3. Ryby - ,,feel good book", książka przy której bardzo dobrze się czujemy
Aktualnie czytam taką książkę i jest to ,,Nie całuj się pod kapliczką", czyli wydana książka z Wattpada, gdzie autorka jest znana jako Awarko. Kiedy pierwszy raz czytałam tę powieść na Wattpadzie, czułam się trochę tak, jakbym wróciła do czasów, gdy byłam w gimnazjum i namiętnie zaczytywałam się w książkach Musierowicz i Siesickiej. Nie były to współczesne, amerykańskie Young Adult, może było prostsze, bardziej niewinne, ale miały w sobie ciepło i swojskość, a zarazem nie uciekały od ukazania problemów. I taka jest Kapliczka. Weronika nie ukrywa różnych bolesnych elementów naszego życia, ale zarazem pokazuje, że zawsze możemy odnaleźć w sobie dobro oraz otrzymać miłość i przyjaźń. Czytając Kapliczkę, wierzę w dobro ludzkie, a w sercu czuję miłe ciepło, nawet jeśli czasami kręci mi się łezka w oku.

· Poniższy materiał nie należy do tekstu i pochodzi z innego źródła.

PR #8776, opened 2022-03-31
Fix incrementation and logging of server connection attempts.

ywkaras:
For transaction.

### DIFF
--- a/proxy/http/HttpTransact.h
+++ b/proxy/http/HttpTransact.h
@@ -575,8 +575,7 @@ public:
     class Attempts
     {
     public:
-      // Must only be constructed within a CurrenntInfo instance within a State Instance.
-      Attempts(State const *state_i_am_in);
+      Attempts()                 = default;
       Attempts(Attempts const &) = delete;
 
       unsigned
@@ -586,13 +585,13 @@ public:
       }
 
       void
-      maximize()
+      maximize(MgmtInt configured_connect_attempts_max_retries)
       {
-        ink_assert(_v <= configured_connect_attempts_max_retries());
-        if (_v < configured_connect_attempts_max_retries()) {
+        ink_assert(_v <= configured_connect_attempts_max_retries);
+        if (_v < configured_connect_attempts_max_retries) {
           ink_assert(0 == _saved_v);
           _saved_v = _v;
-          _v       = configured_connect_attempts_max_retries();
+          _v       = configured_connect_attempts_max_retries;
         }
       }
 
@@ -604,10 +603,10 @@ public:
       }
 
       void
-      increment()
+      increment(MgmtInt configured_connect_attempts_max_retries)
       {
         ++_v;
-        ink_assert(_v <= configured_connect_attempts_max_retries());
+        ink_assert(_v <= configured_connect_attempts_max_retries);
       }
 
       unsigned
@@ -618,15 +617,13 @@ public:
 
     private:
       unsigned _v{0}, _saved_v{0};
-
-      MgmtInt configured_connect_attempts_max_retries() const;
     };
     Attempts attempts;
     unsigned simple_retry_attempts             = 0;
     unsigned unavailable_server_retry_attempts = 0;
     ParentRetry_t retry_type                   = PARENT_RETRY_NONE;
 
-    _CurrentInfo(State const *state_i_am_in) : attempts(state_i_am_in) {}
+    _CurrentInfo()                     = default;
     _CurrentInfo(_CurrentInfo const &) = delete;
 
   } CurrentInfo;
@@ -829,7 +826,7 @@ public:
     }
 
     // Constructor
-    State() : current(this)
+    State()
     {
       int i;
       char *via_ptr = via_string;
@@ -1092,19 +1089,6 @@ public:
   static void delete_warning_value(HTTPHdr *to_warn, HTTPWarningCode warning_code);
   static bool is_connection_collapse_checks_success(State *s); // YTS Team, yamsat
 };
-
-inline MgmtInt
-HttpTransact::CurrentInfo::Attempts::configured_connect_attempts_max_retries() const
-{
-  return reinterpret_cast<const HttpTransact::State *>(reinterpret_cast<const char *>(this) -
-                                                       offsetof(HttpTransact::State, current.attempts))
-    ->configured_connect_attempts_max_retries();
-}
-
-inline HttpTransact::CurrentInfo::Attempts::Attempts(HttpTransact::State const *state_i_am_in)
-{
-  ink_assert(this == &(state_i_am_in->current.attempts));
-}
 
 typedef void (*TransactEntryFunc_t)(HttpTransact::State *s);
 
--- a/proxy/http/HttpTransact.h
+++ b/proxy/http/HttpTransact.h
@@ -23,6 +23,8 @@
 
 #pragma once
 
+#include <cstddef>
+
 #include "tscore/ink_assert.h"
 #include "tscore/ink_platform.h"
 #include "I_HostDB.h"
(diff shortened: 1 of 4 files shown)


ywkaras:
I'm going to try to get Yahoo Prod to try out this fix.  If it looks good, I'll de-draft this.

ywkaras:
This has soaked for many weeks in Yahoo prod, with no issues.

ywkaras:
[approve ci autest]

proxy/http/HttpTransact.h
```diff
@@ -1034,6 +1090,19 @@ class HttpTransact
   static bool is_connection_collapse_checks_success(State *s); // YTS Team, yamsat
 };
 
+inline MgmtInt
+HttpTransact::CurrentInfo::Attempts::configured_connect_attempts_max_retries() const
+{
+  return reinterpret_cast<const HttpTransact::State *>(reinterpret_cast<const char *>(this) -
+                                                       offsetof(HttpTransact::State, current.attempts))
+    ->configured_connect_attempts_max_retries();
```
cmcfarlen, line 1098: Couldn't you just store the max retries in the Attempts class and not have to do all of this magical stuff?

ywkaras: It's not so simple because connect_attempts_max_retries is overridable, this is a simple way to see any overrides.  And what if we want to fit ATS into 640K so we can port it to MS-DOS?

cmcfarlen: Do you need to call it every update? Could you just call it from the Attempts constructor?

maskit: I'd simply keep `state_i_am_in`, which would have one less arithmetic calculation 😉

ywkaras: > Do you need to call it every update? Could you just call it from the Attempts constructor?

I don't understand, that sounds like the same question rephrased.  How to you pick up the overrides doing that?

ywkaras: > I'd simply keep `state_i_am_in`, that would have ~one~ two less arithmetic calculations wink

Not necessarily faster.  Instruction prefetching is more effective than data prefetching, leading to fewer execution pipeline stalls.

ywkaras: Note that this sort of offsetting is very common in C++.  It's just that the compiler generates it for you.  https://godbolt.org/z/cz115c3br

cmcfarlen: My question is: Do you need to call the override repeatedly within a transaction? Or, another way, will it ever be the case that the return value of the virtual function will be different within a transaction? And if it could be different, would this be desirable/safe?

ywkaras: There's no virtual function involved.  Only two inline functions, small enough so we can be confident they will be inlined in the object code.  The changes you're asking for would probably be a pessimization.  Making an unnecessary, possibly stale copy that may be no faster to access.

cmcfarlen: Since you said "see any overrides" and "How to you pick up the overrides doing that?" I assumed that's what the point of this was.  Storing a value near other, related, values will most likely be faster than accessing that value through two pointer de-references plus some casts and pointer arithmetic, even if you do inline the functions.  If you are saying you want this value to change *during* a transaction, then I'm not sure I agree with that.  Why is that desirable?

ywkaras: I mean config overrides:  https://docs.trafficserver.apache.org/developer-guide/api/functions/TSHttpOverridableConfig.en.html .

ywkaras: In the assembly code for f2() here, https://godbolt.org/z/cz115c3br , you can see that the compiler combines subtracting the offset to b in C2 and adding the offset to k into a single offset.  I don't see any significant way to optimize the two-instruction function f2().  What do you see as the significant difference between this small example, and the use of the same technique in this PR?

cmcfarlen: It seems unnecessary.  My original question wasn't about the perf of this complication (I don't think this is a critical section of code that needs optimizing), but about storing the value vs dereferencing it(where it might change during connect attempts).  I still would like to understand why this value needs to be "overridden" during the course of a transaction.  It seems like the intent of the fix here is to get accurate retry counts in the logs, right?

ywkaras: The value may be changed by a plugin via the code in this file:  https://github.com/apache/trafficserver/blob/46c1a0adf450ac6c27d3eb62ebc55bba0a626b81/src/traffic_server/InkAPI.cc#L8839 .  I think the value may change after the Attempts object is constructed, which makes it tricky to keep a copy in synch.

ywkaras: I have proposed in the past to add a utility to make offsetting like this prettier:
```
#define TS_MEM_TO_CLASS_PTR(CLASS_NAME, MEMBER_SPEC, MEMBER_PTR) \
(reinterpret_cast<CLASS_NAME *>(reinterpret_cast<char *>(MEMBER_PTR) - 
                                offsetof(CLASS_NAME, MEMBER_SPEC)))
```
but it was shot down.

cmcfarlen: Ah, ok. Now it makes sense.  A plugin could change this between the time Attempts is constructed and its first use.  Since the reinterpret_cast offset this pattern is unpopular, perhaps this could be simplified by moving the functions to update and save attempts into State itself and not have the Attempts class at all?  This avoids both nutty pointer arithmetic and storing an extra pointer!

ywkaras: What's nutty about it?  It's crucial to how inheritance works in C++.  There seem to be 1400+ lines of code in TS using reinterpret_cast, which sounds reasonably popular.  This is prod-tested code.  It's going to be a very open-ended process for me to try to rewrite it to conform to some set of aesthetics I don't understand.  And what is the extra pointer?

cmcfarlen: The extra pointer was @maskit 's idea to just store the State pointer in the Attempts class.

ywkaras: OK at least the extra pointer thing is straight-forward.  Like B2 in C3 here:  https://godbolt.org/z/h64jTjE84 .

maskit: My comment about arithmetic was just a joke. I'm not really worried about the speed nor memory footprint on this change.

I'm just uncomfortable with using `offsetof()` for two reasons. 1) It's very C++ and not portable to other object oriented languages. This makes me feel like there are design issues from perspective of OOP and it's trying to cover that by magic. 2) The behavior seems like relatively unstable, because it requires compiler support (according to cppreferrence.com). We've been troubled by compiler and platform differences occasionally.

The second reason is just from my experience so maybe you can resolve my concern, but the first one is a fact that the design doesn't follow regular OOP patterns and principals. Although I'm not going to say we shouldn't use C++ specific stuff, my preference is to not make code too C++ whenever it's possible and reasonable.

At least two people here are not very happy with the proposed change, and two alternative ways are suggested. I don't remember about TS_MEM_TO_CLASS_PTR, but if it's not accepted, I guess the reviewer didn't like the idea either.

I didn't read the entire change so I don't understand why you wanted to add Attempt class, but @cmcfarlen's suggestion also sounds good to me.

cmcfarlen: Sorry @ywkaras, poor choice of words.  I should have said `complicated`.  You have intertwined the Attempts class with CurrentInfo and State so it cannot be reused and you used knowledge of how C++ lays out data to work around the type system to read mutable state in a scope that would otherwise be invisible.  I don't see this as good practice when there are more straight forward methods available.  Here are three options (in order of personal preference):

  
 * Pass the max value in a parameter when calling the maximize and increment functions, leaving resolving the max value to the caller and allowing Attempts to be a standalone class. (unit-testable!)
 * Move the attempts calculations into State where all of the information is in scope and remove the Attempts class.
 * Store a pointer to State in Attempts so you can directly access the data.

ywkaras: This is an actual bug, this isn't just refactoring.  So, seems that there's two realistic alternatives:
1.  I add the superfluous pointer.
2. Chris writes it following the aesthetics that I don't understand.
Which is preferred?

proxy/http/HttpTransact.h
```diff
@@ -570,12 +572,60 @@ class HttpTransact
...
+      unsigned
+      get() const
+      {
+        return _v;
+      }
+
+      void
+      maximize()
+      {
+        ink_assert(0 == _saved_v);
```
bneradt, line 591: I believe this assertion, while generally silenced for release builds, is failing.

bneradt: After more investigation, I see that this assertion is only failing when this patch is applied on top of our HTTP/2 to origin branch.

proxy/http/HttpTransact.h
ywkaras: OK Chris, uncle, you got your first choice.

cmcfarlen (approved):
lgtm

vmamidi (approved):
Approving for Chris McFarlen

4. Baran - książka, która opiera się na rywalizacji
Kiedyś już było takie pytanie i podałam ,,Iliadę", więc teraz podam książkę po części nawiązującą do ,,Iliady", czyli ,,Ogniem i mieczem", które czytałam w tym roku po raz kolejny na egzamin z pozytywizmu. Tutaj też każdy rywalizuje, głównie Bohun i Skrzetuski o Helenę, oraz Kozacy i Polacy o wpływy, a w międzyczasie rywalizują inne królestwa oraz kandydaci do polskiego tronu, no i oczywiście Chmielnicki też rywalizował z Czaplińskim o żonę. Tym razem nikt się przez to nie zabija, więc jest progres.
CZYTASZ
Leszczyna, czyli shitpost
RandomCzyli shitpost, tworzony jedynie po to, żebym mogła się wygadać na temat rzeczy, które nie interesują ludzi z mojego otoczenia. Mogą pojawić się ciekawostki, tagi, anegdotki, pseudo-recenzje i nominacje, ale w to ostatnie wątpię. Ogólnie zbiór luźny...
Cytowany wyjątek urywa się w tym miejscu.